#### [Brief]
Below are records that must be duplicated exactly.

Saved data entries

PR #1409, opened 2020-03-09
When using aurora dbinstance make sure certain properties aren't used

### LINKED ISSUE #1395: Check for AllocatedStorage when DBInstance engine is not Aurora
*cfn-lint version: (`cfn-lint --version`)* 0.28.2
*Using latest spec*

*Description of issue.*

`cfn-lint` does not currently warn/error when an `AWS::RDS::DBInstance` is missing the `AllocatedStorage` property. This property is required when using non-Aurora engines, and is not when using Aurora.

kddejong:
*Issue #, if available:*
fix #1395 
*Description of changes:*
- Create rule E3029 to validate that instance properties aren't  used when using a Aurora engine

### DIFF
--- a/src/cfnlint/rules/resources/rds/AuroraDBInstanceProperties.py
+++ b/src/cfnlint/rules/resources/rds/AuroraDBInstanceProperties.py
@@ -1,0 +1,66 @@
+"""
+Copyright 2019 Amazon.com, Inc. or its affiliates. All Rights Reserved.
+SPDX-License-Identifier: MIT-0
+"""
+import six
+from cfnlint.rules import CloudFormationLintRule
+from cfnlint.rules import RuleMatch
+
+
+class AuroraDBInstanceProperties(CloudFormationLintRule):
+    """Aurora DB instances have a lot properties that can't be set and vice and versa"""
+    id = 'E3029'
+    shortdesc = 'Aurora instances don\'t require certain properties'
+    description = 'Certain properties are not reuqired when using the Aurora engine for AWS::RDS::DBInstance'
+    source_url = 'https://docs.aws.amazon.com/AWSCloudFormation/latest/UserGuide/aws-properties-rds-database-instance.html'
+    tags = ['resources', 'rds']
+    aurora_not_required_props = [
+        'AllocatedStorage',
+        'BackupRetentionPeriod',
+        'CopyTagsToSnapshot',
+        'DeletionProtection',
+        'EnableIAMDatabaseAuthentication',
+        'MasterUserPassword',
+        'StorageEncrypted',
+    ]
+    aurora_engines = [
+        'aurora',
+        'aurora-mysql',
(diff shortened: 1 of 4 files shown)


andrewmatthews:
Where did you source this list from? According to this [AWS blog](https://aws.amazon.com/about-aws/whats-new/2019/03/copy-tags-from-an-amazon-aurora-postgresql-cluster-to-a-database-snapshot/), and the AWS Sample CloudFormation Template for [Aurora](https://github.com/aws-samples/aws-aurora-cloudformation-samples/blob/master/cftemplates/Aurora-Postgres-DB-Cluster.yml), `CopyTagsToSnapshot` is definitely supported. This merge has broken our CI linting, even though the CloudFormation stack works correctly.

kddejong:
https://docs.aws.amazon.com/AWSCloudFormation/latest/UserGuide/aws-properties-rds-database-instance.html#cfn-rds-dbinstance-copytagstosnapshot
`
Not applicable. Copying tags to snapshots is managed by the DB cluster. Setting this value for an Aurora DB instance has no effect on the DB cluster setting. 
`

While I will agree that Aurora supports `CopyTagsToSnapshot` its where that property is set.  For Aurora it has to be set on the cluster and not on the instance.  I've been testing some Aurora clusters and when I set the instance property it will not set it on the cluster.  So while the template will pass the desired outcome will not be reached.

neerolyte:
Any advice on fixing stacks broken by this?

If we update `cfn-lint` to a version with this check in it we have to drop the `CopyTagsToSnapshot` option from the CloudFormation to pass linting, but then updating a pre-existing stack results in a:

```
The specified DB Instance is a member of a cluster. Modify the DB engine version for the DB Cluster using the ModifyDbCluster API (Service: AmazonRDS; Status Code: 400; Error Code: InvalidParameterCombination; Request ID: ...)
```

I've checked a few times making sure no other template changes are made.

Is there a practical way to go from having it in the template to not that doesn't involve rebuilding the DB and migrating data?

P.s I ran in to this having followed https://aws.amazon.com/blogs/database/deploy-an-amazon-aurora-postgresql-db-cluster-with-recommended-best-practices-using-aws-cloudformation/ which still lists the property in the Aurora yaml:

```
$ curl -s https://s3.amazonaws.com/aws-database-blog/artifacts/aws-aurora-cloudformation-samples/cftemplates/Aurora-Postgres-DB-Cluster.yml | grep CopyTags
      CopyTagsToSnapshot: true  
      CopyTagsToSnapshot: true 
```

kddejong:
@PatMyron I may need your opinion on this.  I'm trying to replicate this issue and I cannot replicate it.  @neerolyte this was the only value that changed correct? 

@PatMyron looks like this issue was brought up here too.  https://github.com/aws-cloudformation/aws-cloudformation-coverage-roadmap/issues/211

#### [Completed task]
PR #1409, opened 2020-03-09
When using aurora dbinstance make sure certain properties aren't used

### LINKED ISSUE #1395: Check for AllocatedStorage when DBInstance engine is not Aurora
*cfn-lint version: (`cfn-lint --version`)* 0.28.2
*Using latest spec*

*Description of issue.*

`cfn-lint` does not currently warn/error when an `AWS::RDS::DBInstance` is missing the `AllocatedStorage` property. This property is required when using non-Aurora engines, and is not when using Aurora.

kddejong:
*Issue #, if available:*
fix #1395 
*Description of changes:*
- Create rule E3029 to validate that instance properties aren't  used when using a Aurora engine

### DIFF
--- a/src/cfnlint/rules/resources/rds/AuroraDBInstanceProperties.py
+++ b/src/cfnlint/rules/resources/rds/AuroraDBInstanceProperties.py
@@ -1,0 +1,66 @@
+"""
+Copyright 2019 Amazon.com, Inc. or its affiliates. All Rights Reserved.
+SPDX-License-Identifier: MIT-0
+"""
+import six
+from cfnlint.rules import CloudFormationLintRule
+from cfnlint.rules import RuleMatch
+
+
+class AuroraDBInstanceProperties(CloudFormationLintRule):
+    """Aurora DB instances have a lot properties that can't be set and vice and versa"""
+    id = 'E3029'
+    shortdesc = 'Aurora instances don\'t require certain properties'
+    description = 'Certain properties are not reuqired when using the Aurora engine for AWS::RDS::DBInstance'
+    source_url = 'https://docs.aws.amazon.com/AWSCloudFormation/latest/UserGuide/aws-properties-rds-database-instance.html'
+    tags = ['resources', 'rds']
+    aurora_not_required_props = [
+        'AllocatedStorage',
+        'BackupRetentionPeriod',
+        'CopyTagsToSnapshot',
+        'DeletionProtection',
+        'EnableIAMDatabaseAuthentication',
+        'MasterUserPassword',
+        'StorageEncrypted',
+    ]
+    aurora_engines = [
+        'aurora',
+        'aurora-mysql',
(diff shortened: 1 of 4 files shown)


andrewmatthews:
Where did you source this list from? According to this [AWS blog](https://aws.amazon.com/about-aws/whats-new/2019/03/copy-tags-from-an-amazon-aurora-postgresql-cluster-to-a-database-snapshot/), and the AWS Sample CloudFormation Template for [Aurora](https://github.com/aws-samples/aws-aurora-cloudformation-samples/blob/master/cftemplates/Aurora-Postgres-DB-Cluster.yml), `CopyTagsToSnapshot` is definitely supported. This merge has broken our CI linting, even though the CloudFormation stack works correctly.

kddejong:
https://docs.aws.amazon.com/AWSCloudFormation/latest/UserGuide/aws-properties-rds-database-instance.html#cfn-rds-dbinstance-copytagstosnapshot
`
Not applicable. Copying tags to snapshots is managed by the DB cluster. Setting this value for an Aurora DB instance has no effect on the DB cluster setting. 
`

While I will agree that Aurora supports `CopyTagsToSnapshot` its where that property is set.  For Aurora it has to be set on the cluster and not on the instance.  I've been testing some Aurora clusters and when I set the instance property it will not set it on the cluster.  So while the template will pass the desired outcome will not be reached.

neerolyte:
Any advice on fixing stacks broken by this?

If we update `cfn-lint` to a version with this check in it we have to drop the `CopyTagsToSnapshot` option from the CloudFormation to pass linting, but then updating a pre-existing stack results in a:

```
The specified DB Instance is a member of a cluster. Modify the DB engine version for the DB Cluster using the ModifyDbCluster API (Service: AmazonRDS; Status Code: 400; Error Code: InvalidParameterCombination; Request ID: ...)
```

I've checked a few times making sure no other template changes are made.

Is there a practical way to go from having it in the template to not that doesn't involve rebuilding the DB and migrating data?

P.s I ran in to this having followed https://aws.amazon.com/blogs/database/deploy-an-amazon-aurora-postgresql-db-cluster-with-recommended-best-practices-using-aws-cloudformation/ which still lists the property in the Aurora yaml:

```
$ curl -s https://s3.amazonaws.com/aws-database-blog/artifacts/aws-aurora-cloudformation-samples/cftemplates/Aurora-Postgres-DB-Cluster.yml | grep CopyTags
      CopyTagsToSnapshot: true  
      CopyTagsToSnapshot: true 
```

kddejong:
@PatMyron I may need your opinion on this.  I'm trying to replicate this issue and I cannot replicate it.  @neerolyte this was the only value that changed correct? 

@PatMyron looks like this issue was brought up here too.  https://github.com/aws-cloudformation/aws-cloudformation-coverage-roadmap/issues/211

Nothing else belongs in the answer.